**Work request**
Retype each record shown below, leaving every character as it is.

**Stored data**

- - - -

PR #153, opened 2018-03-06
main: preserve kk across event loop iterations

vcaputo:
Commit 6a8357 moved `struct key_event kk` into the event loop body
which had the unintended side effect of zeroing the .s[xy] members.

These are supposed to hold the start character coordinates for mouse
clicks, needed for drag operations like clipboard text select.

This commit moves kk back outside the event loop, fixing text select.

To reproduce the bug this fixes, go into the message or pattern editor
and try selecting stuff with the mouse.

### DIFF
--- a/schism/main.c
+++ b/schism/main.c
@@ -533,6 +533,19 @@ static void _do_clipboard_paste_op(SDL_Event *e)
 	_synthetic_paste((const char *)e->user.data1);
 }
 
+static void key_event_reset(struct key_event *kk, int start_x, int start_y)
+{
+	memset(kk, 0, sizeof(*kk));
+
+	kk->midi_volume = -1;
+	kk->midi_note = -1;
+	/* X/Y resolution */
+	kk->rx = NATIVE_SCREEN_WIDTH / 80;
+	kk->ry = NATIVE_SCREEN_HEIGHT / 50;
+	/* preserve the start position */
+	kk->sx = start_x;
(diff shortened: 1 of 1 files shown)


vcaputo:
This appears to have gone unnoticed since 2010.  I just wanted to exercise the copy and paste stuff with SDL2 and found I couldn't manage to select anything with the mouse...

jangler:
Hah, what on earth? How did this go unnoticed for so long? I figured at least *someone* would try to use the mouse for this.

Is it possible that `.midi_volume` and `.midi_note` would still need to be set to -1 at the beginning of the loop? I wish the commit message for 6a83577 were actually descriptive…

jangler:
And likewise the other fields that would be zeroed, for that matter.

vcaputo:
@jangler force-pushed an updated version which resets everything except kk.s[xy] in a way that preserves the "everything else is zeroed" assumption, including any future added members to `struct key_event`.

I was falling asleep last night when sorting this out, but wanted to get something up before morning as I've noticed you're often active in the mornings.  The loose ends should be all tied up now.

jangler:
LGTM. Again, surprised this went unaddressed for so long.

vcaputo:
It's especially amusing if you consider the pile of OS-specific pain in `schism/clippy.c` to make this work and nobody even noticed it's broken for 8 years.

- - - -

**Solution**
PR #153, opened 2018-03-06
main: preserve kk across event loop iterations

vcaputo:
Commit 6a8357 moved `struct key_event kk` into the event loop body
which had the unintended side effect of zeroing the .s[xy] members.

These are supposed to hold the start character coordinates for mouse
clicks, needed for drag operations like clipboard text select.

This commit moves kk back outside the event loop, fixing text select.

To reproduce the bug this fixes, go into the message or pattern editor
and try selecting stuff with the mouse.

### DIFF
--- a/schism/main.c
+++ b/schism/main.c
@@ -533,6 +533,19 @@ static void _do_clipboard_paste_op(SDL_Event *e)
 	_synthetic_paste((const char *)e->user.data1);
 }
 
+static void key_event_reset(struct key_event *kk, int start_x, int start_y)
+{
+	memset(kk, 0, sizeof(*kk));
+
+	kk->midi_volume = -1;
+	kk->midi_note = -1;
+	/* X/Y resolution */
+	kk->rx = NATIVE_SCREEN_WIDTH / 80;
+	kk->ry = NATIVE_SCREEN_HEIGHT / 50;
+	/* preserve the start position */
+	kk->sx = start_x;
(diff shortened: 1 of 1 files shown)


vcaputo:
This appears to have gone unnoticed since 2010.  I just wanted to exercise the copy and paste stuff with SDL2 and found I couldn't manage to select anything with the mouse...

jangler:
Hah, what on earth? How did this go unnoticed for so long? I figured at least *someone* would try to use the mouse for this.

Is it possible that `.midi_volume` and `.midi_note` would still need to be set to -1 at the beginning of the loop? I wish the commit message for 6a83577 were actually descriptive…

jangler:
And likewise the other fields that would be zeroed, for that matter.

vcaputo:
@jangler force-pushed an updated version which resets everything except kk.s[xy] in a way that preserves the "everything else is zeroed" assumption, including any future added members to `struct key_event`.

I was falling asleep last night when sorting this out, but wanted to get something up before morning as I've noticed you're often active in the mornings.  The loose ends should be all tied up now.

jangler:
LGTM. Again, surprised this went unaddressed for so long.

vcaputo:
It's especially amusing if you consider the pile of OS-specific pain in `schism/clippy.c` to make this work and nobody even noticed it's broken for 8 years.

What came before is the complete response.